Hi cpfer's. I recently removed the spring assist torsion bar from my Kershaw Leek because I felt the sliding safety lock wouldn't give me that secure feeling even if it was slid to lock and prevent the knife from opening with speed safe assist.

I took out the torsion bar and put it all back together and the knife opens as fast with the flick of a wrist if not faster without the torsion speed safe bar from what I have seen. Now I feel more secure carying this knife in my pocket without the speed safe. I also have the clip tip up carry which I found to be better since the blade is pressing against the side of my pants and having the sliding lock there too helps. 

I did find the sliding lock doesn't have much tension like it did when I got the knife when it was new several months ago. Anyway I like the feeling of knowing that it won't cause damage to me if the safety lock slid up giving access to the speed safe mechanism to go off inadvertently. 
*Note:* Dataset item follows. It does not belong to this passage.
PR #906, opened 2023-04-24
Created classes Ball, Color, Lottery and enum ColorSupplier

margosha99:
In Lottery class method getRandomBall() returns random ball object with generated number and color in Main method three balls created with getRandomBall() and print info in the console

### DIFF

Without the speed safe I feel this knife is perfect. What do you guys and gals think if you have done what I did and removed the speed safe bar?


----------



## ninemm (Jul 15, 2010)

I have a Kershaw leek and never worried about the knife opening with the slide lock in place. But, that's just me. Glad to know it still functions just as well for you with the torsion bar removed!


----------



## lightinsky (Jul 15, 2010)

ninemm said:


> I have a Kershaw leek and never worried about the knife opening with the slide lock in place. But, that's just me. Glad to know it still functions just as well for you with the torsion bar removed!


 

Yeah thanks. I wasn't sure what would happen when I decided to remove the bar since some say if the knife has no detent to hold the knife closed without the bar. The leek stays closed without the bar and even if I try to shake the knife out when the lock is off it takes alot of force and shaking to make the blade exit from it's safety quarters. I love this little knife and liked the speed safe but was nervous it would accidently come open since the safety slid lock doesn't give you that real secure feeling it will not slid to the open position.


----------



## fyrstormer (Jul 15, 2010)

I've never worried about mine opening, even with the lock left open. With or without the opening spring, if the blade opens too easily, just tighten the pivot bolt. It's not complicated.


----------



## ziptrickhead (Jul 15, 2010)

I'm pretty sure you can adjust the tension of that sliding lock bar. I had a composite leek and I remember there was a screw on it so maybe you could tighten that down. I was never concerned about the leek opening though because I clipped it tip up with the blade against the seam of the pocket. That way even if the blade were to open it would just open up against the seam and get stopped.


----------



## lightinsky (Jul 15, 2010)

ziptrickhead said:


> I'm pretty sure you can adjust the tension of that sliding lock bar. I had a composite leek and I remember there was a screw on it so maybe you could tighten that down. I was never concerned about the leek opening though because I clipped it tip up with the blade against the seam of the pocket. That way even if the blade were to open it would just open up against the seam and get stopped.


 

I hear what you are saying however my leeks sliding lock bar just turns and turns when I tighten the screw because the little rubber washer broke off due to wear and tear. I carry it the same way you do tip up agains pocket seam but think assited technology is sketchy anyway and since taking out the torsion bar it opens as quick if not faster without it with a flick of the wrist. Thanks for your input!


----------



## carrot (Jul 15, 2010)

It is fine if you wish to remove the Speed Safe from the knife. The knife functions just fine without it with the obvious loss of the assisted opening mechanism and possibly a loss of detent depending on model, as some models (many Onion designs) rely solely on the spring of the Speed Safe to hold the knife safely closed.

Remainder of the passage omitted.